Speaker 2:We're on to the 30th then, and on the 30th we're in Burntown House in the morning and then we're in Shankill Castle in the afternoon. So in Burntown House is Seamus O'Brien and last year Seamus went on a summer expedition to Yunnan in China and it's basically looking at his 18-day trip. He went in July last year. Um, it was peak flowering season, blue poppies in particular uh, they were very rare, and then rhododendrons were in abundant flowering season at the time and also um himalayan lilies. So james will guide us through um everything they found on that trip. And that's at 11 o'clock in the morning in Burtown House and then at three o'clock in the afternoon we go over to Shankill Castle and I won't I can't really pronounce Tangi's surname, so I'll do my best, but it's tangy de tool good from the dunmore school, the dunmore country school.
Speaker 1:Yeah, again, uh, another former guest of the podcast. In fact, we we did an episode, or a two-part episode, on companion planting and that continues to be one of the most popular episodes of the podcast. A fantastic gardener um, really, really unique techniques that he's been using in his own garden is in his own dunmore country school for years and years. Yeah, that'll, that'll be a an unbelievable talk very good yeah I'm looking forward to it.

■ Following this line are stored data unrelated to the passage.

PR #1795, opened 2020-03-25
Corrections for obvious board errors in unofficial boards

SJuliez:
Corrects various board errors; only in the unofficial boards and only where it seemed obvious that it was not meant that way (incorrect buildings, pavement:0, validation errors, uneven sea surface in lucho's maps etc.).


HammerGS:
Out of curiosity has the boardvalidator.java been updated in megamek.utils.  I run it when I add map boards.  I suspect it's not catch the errors in this PR.

Windchild292:
Not yet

Speaker 2:And he, he has a strong name. He writes himself for the irish garden as well, and, um, I you know he's going to look at biodiversity friendly practices, permaculture, his own kind of french style potager gardening, so, um, it should be a very good talk as well.
Speaker 1:Yeah, for sure.
Speaker 2:Then in the afternoon, or that is the afternoon, that's the afternoon on the Wednesday and then we're on to Thursday and we have Sarah Eberle, who's another of our UK speakers this year, and she's basically sharing the story of winning 19 Chelsea gold medals in Chelsea with those in attendance at Burroughs House. And she began exhibiting at Chelsea with a garden on the main avenue and then since then she's had gardens in every single garden category, from artisan to sanctuary to major show gardens and exhibits in the Grand Pavilion and revealing, you know, lots of useful planting tips. You know that everybody can take home and try for themselves. And she's also going to look at the trends that have come and gone and probably come again within her gardening career, and I think that's. We had a lovely talk there last year, uh, with bonnie guinness, and I think that's going to be an equally enjoyable talk, uh, this year yeah, for sure yeah, and that afternoon then we take over to a grainy house and herb gardens.

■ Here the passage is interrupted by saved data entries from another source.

PR #1799, opened 2020-03-28
Fix unit file equipment entry modifier order

neoancient:
When mtf or blk files are parsed, any modifiers to an equipment entry (rear facing, pod-mounted, etc) are checked starting from the end of the string, stripping the modifier off after it is noted. This requires the checks to be checked in the reverse order of the way they are written. I've reordered those that were out of position.

Fixes MegaMek/megameklab#529.

### DIFF
--- a/megamek/src/megamek/common/loaders/BLKFile.java
+++ b/megamek/src/megamek/common/loaders/BLKFile.java
@@ -81,18 +81,21 @@ public class BLKFile {
         if (saEquip[0] != null) {
             for (String s : saEquip) {
                 String equipName = s.trim();
+                boolean isOmniMounted = false;
                 boolean isTurreted = false;
                 boolean isPintleTurreted = false;
-                if (equipName.toUpperCase().endsWith("(ST)")) {
-                    isTurreted = true;
-                    equipName = equipName.substring(0, equipName.length() - 4).trim();
+                if (equipName.toUpperCase().endsWith(":OMNI")) {
+                    isOmniMounted = true;
+                    equipName = equipName.substring(0, equipName.length() - 5).trim();
                 }
                 if (equipName.toUpperCase().endsWith("(PT)")) {
                     isPintleTurreted = true;
                     equipName = equipName.substring(0, equipName.length() - 4).trim();
                 }
-                boolean isOmniMounted = equipName.toUpperCase().endsWith(":OMNI");
-                equipName = equipName.replace(":OMNI", "");
+                if (equipName.toUpperCase().endsWith("(ST)")) {
+                    isTurreted = true;
+                    equipName = equipName.substring(0, equipName.length() - 4).trim();
+                }
 
                 int facing = -1;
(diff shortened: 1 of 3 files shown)


megamek/src/megamek/common/loaders/BLKFile.java
```diff
@@ -81,18 +81,21 @@ protected void loadEquipment(Entity t, String sName, int nLoc)
...
                 if (equipName.toUpperCase().endsWith("(PT)")) {
                     isPintleTurreted = true;
                     equipName = equipName.substring(0, equipName.length() - 4).trim();
                 }
-                boolean isOmniMounted = equipName.toUpperCase().endsWith(":OMNI");
-                equipName = equipName.replace(":OMNI", "");
+                if (equipName.toUpperCase().endsWith("(ST)")) {
+                    isTurreted = true;
+                    equipName = equipName.substring(0, equipName.length() - 4).trim();
+                }
```
Windchild292: Why aren't these else if statements?

megamek/src/megamek/common/loaders/BLKFile.java
```diff
@@ -81,18 +81,21 @@ protected void loadEquipment(Entity t, String sName, int nLoc)
         if (saEquip[0] != null) {
             for (String s : saEquip) {
                 String equipName = s.trim();
+                boolean isOmniMounted = false;
```
Windchild292: Is this ever used or just assigned?

megamek/src/megamek/common/loaders/BLKFile.java
neoancient: Because the whole point of this is that more than one can apply.

Windchild292: Wouldn't the endsWith prevent that?

megamek/src/megamek/common/loaders/BLKFile.java
neoancient: Did you actually look at the rest of the code?

Windchild292: I did, and saw it assigned and not used.

I did miss that it was a previously existing variable, hence the question.

megamek/src/megamek/common/loaders/BLKFile.java
neoancient: No, because the string is modified before the next check.

megamek/src/megamek/common/loaders/BLKFile.java
neoancient: It's used in a part of the code that wasn't modified for this PR. Hence my question about actually looking at the rest of the code.

Windchild292: I scan read, so I can miss stuff because of it.
I always take a look at the rest of the code when reviewing, to try to avoid dumb mistakes like this. My apologies on this one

Speaker 2:So we're in burr's house at 11 o'clock and then there are two sessions with um, um, with mckelly of giy, in uh kilgrainy house and herb gardens, which is just a couple of miles over the road. Uh, the first one, um, is at three o'clock and the next one is at five o'clock. And I suppose, as somebody who grew up just having to run to the garden to get literally outside our door at home to get the freshest of every kind of vegetable imaginable, my father was a brilliant vegetable gardener. Now, he wasn't that interested in the flowers but loved vegetable gardening and how much we took it for granted and didn't realize what we had at all. And now, um, as someone who who just buys vegetables in the supermarket, um, I love the title of this uh, food empathy growing your own food for a healthy, sustainable future. So, for all of us who aspire to actually getting back to even a smidgen of what people did 30 or 40 years ago, um, I think this is this is a very good talk yeah, for sure, and yeah, that it's.
Speaker 1:It'll be a brilliant talk, mick, mick is brilliant. Um geo, the whole giy movement is very good and that's something that you know. What you just said there, that's something that we work very hard on on the podcast and and we talk a lot about is people growing their own food, showing people, teaching people how to do that. So, yeah, that'll be a really, really, really good uh talk for sure yeah, um, so that's.

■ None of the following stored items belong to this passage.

Issue #1803, opened 2020-03-29
BV Discrepancy


AskAgain:
Respectfully while I am glad to know that the first issue was indeed the official rules change, that still doesn't explain the second one.

The second issue I came across several months ago but hadn't really thought it enough of a shift to mention, basically when the configure window on certain 'Mechs is opened and closed by selecting OK (whether or not I change anything that should have no affect on BV) the result is a small discrepancy in BV between the before and after. Was it already addressed in the Developmental builds?

![Customizing changes BV](https://user-images.githubusercontent.com/50790862/77855092-06b25f00-718a-11ea-95d3-f707109a59d0.JPG)
![Customizing changes BV2](https://user-images.githubusercontent.com/50790862/77855093-09ad4f80-718a-11ea-9c12-27f1c28bfe7d.JPG)

This seems to have continued on into 0.46.1 from 0.46.0.

![Customizing changes BV3](https://user-images.githubusercontent.com/50790862/77855095-0ca84000-718a-11ea-925f-a8f0cdf6e8b4.JPG)
![Customizing changes BV4](https://user-images.githubusercontent.com/50790862/77855103-129e2100-718a-11ea-9a7a-95f3f19f461a.JPG)

While I have nothing concrete I have reason to suspect this is only the case for Clan 'Mechs and even then it doesn't happen with every single one that I have needed to configure over the last month. I think it might be tied to a weapon system or a family of them. As the Stormcrow A I use regularly is one of the affected I suspect it might have something to do with Clan MD Pulse Lasers, Streak SRM6s, or LRM20s.

Files
If more files are needed I am willing to try to provide them.

HammerGS:
I just tested this running directly from the repo (so would be code in the next Dev release) and I can't duplicate it.

Are there changes being made in the equipment tab?

AskAgain:
In the examples above I made no changes. Just opened the configure window and when I closed them the BV had shifted slightly (32-33 BV). I have seen it on other Clan Mechs as I track the roster on WolfNet. I can try to send examples of all the ones I can find that do it compared to the ones that don't. Will likely have to be later though. 

Promising that the newest code seems to have caught it. I might start with 0.47.4 and see if if happens there and if not then drop it altogether.

AskAgain:
The following was using 0.47.4, loading the previously saved .mul and opening and closing the configure window by pressing OK (not closing the window).

[...]

PR #1805, opened 2020-03-29
Adding BV Calculation to ChatLounge Entity Right Click

Windchild292:
This add the ability to view the BV calculation in the Chat Lounge through a right click, as (roughly) requested by @HammerGS.
I'd recommend reviewing with whitespace differences off.


HammerGS:
Thanks for doing this. I think it's something we should have. It's a help to trouble shoot issues like https://github.com/MegaMek/megamek/issues/1803#issuecomment-605691380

Speaker 2:We have two sessions there, at three o'clock and five o'clock, so they tend to get booked up quite fast. So what we've done for the past couple of years is we've added a second uh talk at five o'clock. So, um, if people don't make the first session, we always say you know, take a walk? Um through the village of boris, a beautiful village, and the step house straight opposite the um, straight opposite the gates of borough's house is is open, um, if people want to enjoy, you know, a late lunch or a relaxed cup of tea or coffee. And if you don't make the three o'clock, well, then you'll be able to um, to head on to the five o'clock one, very good. And then the following day we have the double header in Ultimate Plant Sales.
Speaker 2:The first talk in the morning is at 11 o'clock. It's from the back garden to gold medals, by Rosie Hardy. She's an RHS vice president. And then later that day at three o'clock, we have Nick Bailey, again a fairly regular presenter on BBC Gardener's World, and Nick is going to talk about designing gardens in 10 easy steps. Now there's a change to the format somewhat of this event for this year, john, so we always had this as a full day ticketed event, so you bought your ticket for for the two talks. This year we decided, um to offer them as individual talks, um, so they they cost 20 euro each, but if people want to stay for the full day, um, and we think they both speakers, merit the investment of stay for the full day, um, and we think they both speakers merit the investment of time for the full day um, it's a reduced fee of 35 euro. So rosie hardy, again, um, she started off in her own back garden, um, and she also has gone on to win a number of Chelsea gold medals and she talks about. You know what it takes to actually succeed to such a level on the Chelsea stage. But then she's also going to focus quite a bit of her talk on planting advice, choosing the right plants for the conditions, long lasting color and kind of maintaining structure in the garden, and that will be a very good talk.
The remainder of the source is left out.